PR #391, opened 2020-11-13
Add Contribution configuration and test

mglaman:
Begins adding the test. Failing due to payment processor not showing up.

### DIFF
--- a/tests/src/FunctionalJavascript/ContributionPageTest.php
+++ b/tests/src/FunctionalJavascript/ContributionPageTest.php
@@ -107,8 +107,14 @@ final class ContributionPageTest extends WebformCivicrmTestBase {
     $this->getSession()->getPage()->fillField('Last Name', 'Pabst');
     $this->getSession()->getPage()->fillField('Email', 'fred@example.com');
     $this->getSession()->getPage()->pressButton('Next >');
-    // @todo submit contribution form.
+    // @todo need to figure out why the credit card form does not render.
+    $this->assertSession()->assertWaitOnAjaxRequest();
+    $this->getSession()->getPage()->fillField('Contribution Amount', '25.00');
+    $this->assertSession()->elementExists('css', '#wf-crm-billing-items');
+    $this->assertSession()->elementTextContains('css', '#wf-crm-billing-total', '25.00');
+    $this->getSession()->getPage()->pressButton('Submit');
     $this->htmlOutput();
+    $this->assertSession()->pageTextNotContains('Card Number field is required.');
   }
 
 }
--- a/tests/src/FunctionalJavascript/ContributionPageTest.php
+++ b/tests/src/FunctionalJavascript/ContributionPageTest.php
@@ -1,0 +1,70 @@
+<?php
+
+namespace Drupal\Tests\webform_civicrm\FunctionalJavascript;
+
+use Behat\Mink\Element\NodeElement;
+
+/**
+ * Tests submitting a Webform with a contribution page.
+ *
+ * @group webform_civicrm
+ */
+final class ContributionPageTest extends WebformCivicrmTestBase {
+
+  private function createPaymentProcessor() {
+    $params = [
+      'domain_id' => 1,
+      'name' => 'Dummy',
+      'payment_processor_type_id' => 'Dummy',
+      'is_test' => TRUE,
+      'is_active' => 1,
+      'is_default' => 1,
+      'user_name' => '',
+      'url_site' => 'http://dummy.com',
+      'url_recur' => 'http://dummy.com',
+      'billing_mode' => 1,
+      'sequential' => 1,
+      'payment_instrument_id' => 'Credit Card',
+    ];
+    $result = \wf_civicrm_api('payment_processor', 'create', $params);
+    $this->assertEquals(0, $result['is_error']);
+    $this->assertEquals(1, $result['count']);
+    return $result['values'][0];
+  }
+
+  public function testSubmitContribution() {
+    // $payment_processor['id'];
+    $payment_processor = $this->createPaymentProcessor();
+    $this->drupalLogin($this->adminUser);
+    $this->drupalGet($this->webform->toUrl('settings'));
+    $this->getSession()->getPage()->clickLink('CiviCRM');
+    // The label has a <div> in it which can cause weird failures here.
+    $this->assertSession()->waitForText('Enable CiviCRM Processing');
+    $this->getSession()->getPage()->checkField('nid');
+    $this->getSession()->getPage()->clickLink('Contribution');
+    $this->getSession()->getPage()->selectFieldOption('civicrm_1_contribution_1_contribution_enable_contribution', 1);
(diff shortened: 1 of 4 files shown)


mglaman:
The test is currently failing with:

```
Notice: Undefined index: civicrm_1_contribution_1_contribution_total_amount in wf_crm_webform_preprocess->displayLineItems() (line 565 of modules/contrib/webform_civicrm/includes/wf_crm_webform_preprocess.inc).
```

This is due to the way the webform elements are added. We create `contribution_pagebreak` as a wizard page, but the form is broken because the contact elements are not in a wizard page. This is part of the manual configuration process.

Instead of fixing that, the test should do the configuration. Then later one we can fix the bug.

Screen Shot 2020-11-15 at 10 40 40 PM

KarinG:
Great progress! 👍

mglaman:
webform_civicrm_contribution_form_payment

😞 need to figure out why the credit card form will not render.

KarinG:
Oh... is this in the Functional Test where it fails? Checking in UI itself:

My notes:

1. Latest code from Github - PR to refactor the Payment Processors has db updates!
2. Create Payment Processor Dummy in CiviCRM
http://d9civicrm.local/civicrm/admin/paymentProcessor?reset=1
3. Webform -> CiviCRM Tab -> Contribution? -> Enable Contribution checkbox Yes, then checkbox Contribution amount, Payment Processor -> select Dummy; select Financial Type -> Donation (anything really) -> select Currency -> USD$
4. Remember the Wizard pages.

image

mglaman:
@KarinG yeah, the form should be set up just fine. Going to have the test take more screenshots. I'll try running Chrome in windows/non-headless mode. I need to see why the credit card form for the dummy payment processor that is created will not load.

mglaman:
Here's some screenshots. It all looks well. I need to see if I can capture console logs.

webform_civicrm_contribution_settings
webform_civicrm_contribution_build
webform_civicrm_contribution_form_payment

I'll try adding a longer pause before checking for the credit card form

```
    // @todo need to figure out why the credit card form does not render.
    $this->getSession()->getPage()->fillField('Contribution Amount', '25.00');
    $this->createScreenshot($this->htmlOutputDirectory . '/webform_civicrm_contribution_form_payment.png');
```

Because the contribution table updates. The credit card form just didn't pop in.

mglaman:
The mount is in the markup, at least

```
<div class="crm-container crm-public" id="billing-payment-block"></div><input autocomplete="off" data-drupal-selector="form-35rynd-5jeyovradd-vq83-tvc-2irqgacpfmaq17mk" type="hidden" name="form_build_id" value="form-35rYND_5jeYOVrADD_VQ83_TVC-2IrQGACpFMAQ17mk" />
```

KarinG:
Ah yes -> so only when there is an amount -> the credit card fields will show up using javascript (so that takes time).

Alternatively to avoid this for testing -> perhaps set a default amount on that Contribution Amount form element? Then the Credit Card fields should be pretty much there...

mglaman:
Ah, ha! I found why (well, not the fix "why" but why it isn't loading)

In the `webform_civicrm_payment.js`:

The following is part of the setup.
```
    setting = drupalSettings.webform_civicrm,
    $processorFields = $('[name$="civicrm_1_contribution_1_contribution_payment_processor_id"]');
```

The billing block is loaded through

```
var type = getPaymentProcessor();
    if (type && type !== '0') {
```

The payment processor is fetch here:

```
  function getPaymentProcessor() {
    if (!$processorFields.length) {
      return setting.paymentProcessor;
    }
    return $processorFields.filter('select, :checked').val();
  }
```

When I run the following in the browser output, there are no fields:

```
document.querySelectorAll('[name$="civicrm_1_contribution_1_contribution_payment_processor_id"]');
```

That means `$processorFields.length` is empty, so it doesn't do anything. I also cannot find it in the markup. So! If we get that element to render during the test, it should be fixed.

mglaman:
The good news is this:

Here is the data from the Drupal settings:

```
{
    "processor_id_key": "processor_id",
    "contributionCallback": "/civicrm/payment/form?currency=USD&snippet=4&is_drupal_webform=1",
    "paymentProcessor": 1
}
```

That means wf_crm_webform_preprocess::addResources is working

```
      // Add payment processor - note we have to search in 2 places because $this->loadMultipageData hasn't been run. Maybe it should be?
      $fid = 'civicrm_1_contribution_1_contribution_payment_processor_id';
      if (!empty($this->enabled[$fid])) {
        $js_vars['paymentProcessor'] = $this->getData($fid);
        // @todo Why does it matter if its enabled or not? Nothing is submitted.
        // $js_vars['paymentProcessor'] = wf_crm_aval($this->form_state, 'storage:submitted:' . $this->enabled[$fid]);
      }
      else {
        $js_vars['paymentProcessor'] = $this->getData($fid);
      }
```

mglaman:
Yeah, in the test the `contribution_payment_processor_id` doesn't seem to be created. I just realized that `$js_vars['paymentProcessor'] = $this->getData($fid);` runs regardless if it is enabled or not. That logic is a carryover from D7 where multipage worked differently. It's like the element is configured and respected everywhere on the data side but not by the build.

tests/src/FunctionalJavascript/ContributionPageTest.php
```diff
@@ -0,0 +1,140 @@
...
+    $this->getSession()->getPage()->selectFieldOption('credit_card_exp_date[Y]', '2023');
+    $this->getSession()->getPage()->fillField('Billing First Name', 'Frederick');
+    $this->getSession()->getPage()->fillField('Billing Last Name', 'Pabst');
+    $this->getSession()->getPage()->fillField('Street Address', '123 Milwaukee Ave');
+    $this->getSession()->getPage()->fillField('City', 'Milwaukee');
+    $this->getSession()->getPage()->fillField('Country', '1228');
+    $this->assertSession()->assertWaitOnAjaxRequest();
+    // @todo find a better way to wait for select2.
+    sleep(1);
+    $this->getSession()->getPage()->fillField('State/Province', '1048');
```
mglaman: This doesn't work because Select2 hides the actual element. This needs to be changed to interact with Select2 properly.

mglaman:
@KarinG okay! it's finally ready for review.

mglaman:
Joy. Random failures, will investigate.

KarinG:
🙃

mglaman:
Okay, it's failing on the following because the Country field is also a Select2 element and stuck open

```
Exception: element click intercepted: Element <a href="javascript:void(0)" class="select2-choice select2-default" tabindex="-1">...</a> is not clickable at point (390, 769). Other element would receive the click: <div id="select2-drop-mask" class="select2-drop-mask" style=""></div>
```

mglaman:
And I see why: locally the Country select element isn't in Select2, but in the CI it is.

mglaman:
WOOOOOO GREEN!

KarinG:
I'm just going to screenshot this for posterity :-)

image

PR #392, opened 2020-11-16
Set case role (relationship) start date when creating case role, update existing active case role (relationship) if it already exists

mattwire:
Overview
Fix creating/updating case roles (relationships).

See related https://github.com/colemanw/webform_civicrm/pull/332

D7 or D8?
D8 (See #393 for D7).

Before
Error in relationship.create API call if a "duplicate" relationship exists (that could be active or inactive).

After
If an active relationship already exists with the same params update it (we probably don't actually need to update because I don't think there are any changes but this feels safest and means that hooks etc will continue to fire.

If an active relationship does not already exist (an inactive one might but we don't want to reactivate that because it preserves history) then we create a new relationship (case role) with the start_date set to today.

Previously we were not setting the start_date.

Technical Details
Check for existing relationships and add start_date to new ones.

Comments

### DIFF
--- a/includes/wf_crm_webform_postprocess.inc
+++ b/includes/wf_crm_webform_postprocess.inc
@@ -1350,16 +1350,31 @@ class wf_crm_webform_postprocess extends wf_crm_webform_base {
           $this->handleEntityTags('case', $result['id'], $n, $params);
           // Store id
           $this->ent['case'][$n]['id'] = $result['id'];
+          $relationshipStartDate = date('Ymd');
           // Save case roles
           foreach ($params as $param => $val) {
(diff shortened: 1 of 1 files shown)


KarinG:
I've asked Olly (who I know uses case) to take a look at this PR.

gibsonoliver:
Hi All

I can't see any issues with this idea.
As long as the start date on an existing active relationship isn't updated.

Olly

mattwire:
@gibsonoliver That's correct, we only set start_date on new relationships

KarinG:
👍 Thank you both! Merging.

PR #393, opened 2020-11-16
7.x Set case role (relationship) start date when creating case role, update existing active case role (relationship) if it already exists

mattwire:
Overview
Port of #392

D7 or D8?
D7


KarinG:
@colemanw - I merged this for 8.x-5.x https://github.com/colemanw/webform_civicrm/pull/392 after checking with Olly for feedback on the case bit. I think this can go into 7.x-5.x as well.

PR #395, opened 2020-11-17
Case relationship not expired if it is closed via webform submission

jitendrapurohit:
Overview
Case relationship end date is not set when the case is closed.

Before
Case Relationship still active after case is closed.

After
End Date is saved for the Case Relationship if it is closed.


mattwire:
@jitendrapurohit This is related to and partly overlaps #392 #393. What does CiviCRM core do when you close a case?

jitendrapurohit:
Ah yes,  I can rebase the PR if needed. Civi core ends all the relationship when the case is closed. So this is only an issue with w_c.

ACTION ITEM. From the line containing "Technical Details" to the last line of the records above, please write out every line exactly and add nothing.

TASK OUTPUT.
Technical Details
Check for existing relationships and add start_date to new ones.

Comments

### DIFF
--- a/includes/wf_crm_webform_postprocess.inc
+++ b/includes/wf_crm_webform_postprocess.inc
@@ -1350,16 +1350,31 @@ class wf_crm_webform_postprocess extends wf_crm_webform_base {
           $this->handleEntityTags('case', $result['id'], $n, $params);
           // Store id
           $this->ent['case'][$n]['id'] = $result['id'];
+          $relationshipStartDate = date('Ymd');
           // Save case roles
           foreach ($params as $param => $val) {
(diff shortened: 1 of 1 files shown)


KarinG:
I've asked Olly (who I know uses case) to take a look at this PR.

gibsonoliver:
Hi All

I can't see any issues with this idea.
As long as the start date on an existing active relationship isn't updated.

Olly

mattwire:
@gibsonoliver That's correct, we only set start_date on new relationships

KarinG:
👍 Thank you both! Merging.

PR #393, opened 2020-11-16
7.x Set case role (relationship) start date when creating case role, update existing active case role (relationship) if it already exists

mattwire:
Overview
Port of #392

D7 or D8?
D7


KarinG:
@colemanw - I merged this for 8.x-5.x https://github.com/colemanw/webform_civicrm/pull/392 after checking with Olly for feedback on the case bit. I think this can go into 7.x-5.x as well.

PR #395, opened 2020-11-17
Case relationship not expired if it is closed via webform submission

jitendrapurohit:
Overview
Case relationship end date is not set when the case is closed.

Before
Case Relationship still active after case is closed.

After
End Date is saved for the Case Relationship if it is closed.


mattwire:
@jitendrapurohit This is related to and partly overlaps #392 #393. What does CiviCRM core do when you close a case?

jitendrapurohit:
Ah yes,  I can rebase the PR if needed. Civi core ends all the relationship when the case is closed. So this is only an issue with w_c.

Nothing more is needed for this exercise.